What this task involves =>
From the listing below, pull each line that includes "whole".

※ ※ ※

PR #1039, opened 2019-02-21
Signals 1 additions

lucksus:

@maackle, these are my changes to #982. Please merge into your branch at will. This is not 100% finished. We need to shutdown and respawn the signal thread if the config gets changed..


conductor_api/src/conductor/base.rs
```diff
@@ -438,9 +449,12 @@ impl Conductor {
                 context_builder = context_builder.with_p2p_config(self.instance_p2p_config());
 
                 // Signal config:
-                self.setup_signals(signal_tx.clone());
-                context_builder = context_builder
-                    .with_signals(self.signal_tx.clone().expect("Signal sender not set up"));
+                let (sender, receiver) = unbounded();
```
maackle: Why the switch to crossbeam channels?

conductor_api/src/conductor/base.rs
```diff
@@ -131,48 +128,66 @@ impl Conductor {
...
+                                let broadcasters = broadcasters.read().unwrap();
+                                let interfaces_with_instance: Vec<&InterfaceConfiguration> = config
+                                    .interfaces
+                                    .iter()
+                                    .filter(|interface_config| {
+                                        interface_config
+                                            .instances
+                                            .iter()
+                                            .find(|instance| instance.id == *instance_id)
+                                            .is_some()
```
maackle: yes, this is the key piece

conductor_api/src/conductor/base.rs
```diff
@@ -897,16 +911,17 @@ pub mod tests {
...
     }
 
     fn test_conductor_with_signals(signal_tx: SignalSender) -> Conductor {
         let config = load_configuration::<Configuration>(&test_toml()).unwrap();
         let mut conductor = Conductor::from_config(config.clone());
+        conductor.set_signal_sender(signal_tx);
         conductor.dna_loader = test_dna_loader();
         conductor.key_loader = test_key_loader();
-        conductor.load_config(Some(signal_tx)).unwrap();
+        conductor.load_config().unwrap();
```
maackle: I kinda liked it having load_config take the Option<Sender>, so that way you have to declare whether you want it or not, instead of maybe forgetting it. What do you think?

conductor_api/src/conductor/base.rs
lucksus: Because mpsc Receivers are mit Send, which would turn the whole Conductor struct not Send but is needed for admin interfaces and the lazy_static.

conductor_api/src/conductor/base.rs
lucksus: But most places don’t need to extract all signals from all instances. It’s only the waiter that does. And it’s completely safe to not set it when it’s not needed.

lucksus:
Hey @maackle, can we merge this or do you want to see changes first? I would basically merge this one into signals-1 and would deem signals-1 then ready for merge into develop. Would you agree? (Want to clean up our PR list a bit..)

conductor_api/src/conductor/base.rs
maackle: That was confusing at first because I read "mit" as "with" and not "not" ;) Gotcha though

PR #1041, opened 2019-02-21
Small improvements

sphinxc0re:

The only place where tests fail because if this is in the tests of the c bindings. Which brings up the question: Do we still need the bindings or can we drop them for the WebSocket API?


sphinxc0re:
I think the hashing itself is a problem. How should I do this? The hash of a DNA is changing when commiting a change

sphinxc0re:
I could ignore the git_hash in the hash generation process

PR #1043, opened 2019-02-21
Holo client-side signing

lucksus:
*-> No, this feature is meant only for Holo*

# Context
Enabling outsourced signing so agent keys can live client side while the conductor is running on the HoloPort. (Bootsrapping interims hack until we have a WASM build of core and conductor that can run in the browser)
screenshot 2019-02-21 at 17 22 51

## Usage
The conductor has two new config options:
* `signing_service_uri = "http://localhost:8888"` on root level
* `holo_remote_key = true` in the agent config

If both are set, the conductor will ignore `key_file` for the agent for which `holo_remote_key` is set and instead route signing request to the signing service by HTTP posting a JSON object like this:
```json
{
  "agent_id": "HoloTester1-----------------------------------------------------------------------AAACZp4xHB",
  "payload: "xxxx"
}
```
and expecting the base64 encoded signature string as plain text response.

There is an example config in conductor/example-config/holo.toml that can be run with:
```
cd conductor
cargo run -- -c example-config/holo.toml
```
(make sure app_spec was build before since the example is trying to load that DNA from `../app_spec/dist/app_spec.dna.json`)

## Follow up
If you try running this without anything listening on localhost:8888 you'll see core panic as it's currently still expecting signing to work.


conductor/example-config/holo.toml
```diff
@@ -0,0 +1,65 @@
+bridges = []
+signing_service_uri = "http://localhost:8888"
+
+[[agents]]
+id = "test agent 1"
+key_file = "holo_tester.key"
+name = "Holo Tester 1"
+public_address = "HoloTester1-----------------------------------------------------------------------AAACZp4xHB"
+holo_remote_key = true
```
maackle: Remote keys could potentially be a use case outside of Holo. Does it make sense to start thinking about it as such, and not use 'holo' in the name? Also isn't key_file irrelevant now?

conductor_api/src/config.rs
```diff
@@ -304,6 +310,9 @@ pub struct AgentConfiguration {
     pub name: String,
     pub public_address: String,
     pub key_file: String,
+    /// If set to true conductor will ignore key_file and instead use the remote signer
+    /// accessible through signing_service_uri to request signatures.
+    pub holo_remote_key: Option<bool>,
```
maackle: This is a perfect job for an enum!

```rust

    // ...
    pub key: KeySource
    // ...

enum KeySource = { 
    KeyFile(PathBuf), 
    RemoteKey(String), // then we can put the signing URL directly into the enum 
}
```

conductor_api/src/interface.rs
```diff
@@ -767,6 +771,29 @@ impl ConductorApiBuilder {
...
+        let agent_id = agent_id.clone();
+        let signing_service_uri = signing_service_uri.clone();
+
+        self.io.add_method("agent/sign", move |params| {
+            let params_map = Self::unwrap_params_map(params)?;
+            let payload = Self::get_as_string("payload", &params_map)?;
+
+            let signature = request_signing_service(&agent_id, &payload, &signing_service_uri)
+                .map_err(|holochain_error| {
+                    println!("Error in signing hack: {:?}", holochain_error);
```
maackle: Maybe the actual output shouldn't mention this is a hack ;)

conductor_api/src/config.rs
maackle: That is, only if we're going to keep the remote key functionality after the holo hack goes away.

lucksus:
@maackle, I see your requests to change to an enum and not mention "hack" in the output be connected to the high-level question of do we regard this as a temporary hack or something long-term.

I see it as a hack and would rather name it so and don't have the code (nor the error output) mask that fact.

Even Holo won't need this anymore as soon as we have a running WASM build of Holochain so that the whole creation of entries runs client-side. So I would like to get rid of this code then.

maackle:
Yeah @lucksus OK, I agree on both points. It's a hack, and let's not pretend it's not. The way you wrote it will make it easy to rip out later.

neonphog:
+1 treating it as a hack, ultimately we want to limit things that request signatures, because they are attack vectors for fraud

conductor_api/src/holo_signing_service.rs
```diff
@@ -0,0 +1,33 @@
+use boolinator::Boolinator;
+use holochain_core_types::{
+    agent::AgentId, cas::content::AddressableContent, error::HolochainError,
+};
+
+pub fn request_signing_service(
+    agent_id: &AgentId,
+    payload: &String,
```
neonphog: do we want this to be a string? I feel like it's more appropriate to sign a byte array - or rather, it *has* to be, so do we do a utf8 conversion on the other side?

lucksus: I was using Strings for the payload elsewhere before. And currently we only sign entry addresses which are represented as Strings in our code case as well. So I wouldn’t like to introduce a change just here...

※ ※ ※

Exercise response =>
lucksus: Because mpsc Receivers are mit Send, which would turn the whole Conductor struct not Send but is needed for admin interfaces and the lazy_static.
Even Holo won't need this anymore as soon as we have a running WASM build of Holochain so that the whole creation of entries runs client-side. So I would like to get rid of this code then.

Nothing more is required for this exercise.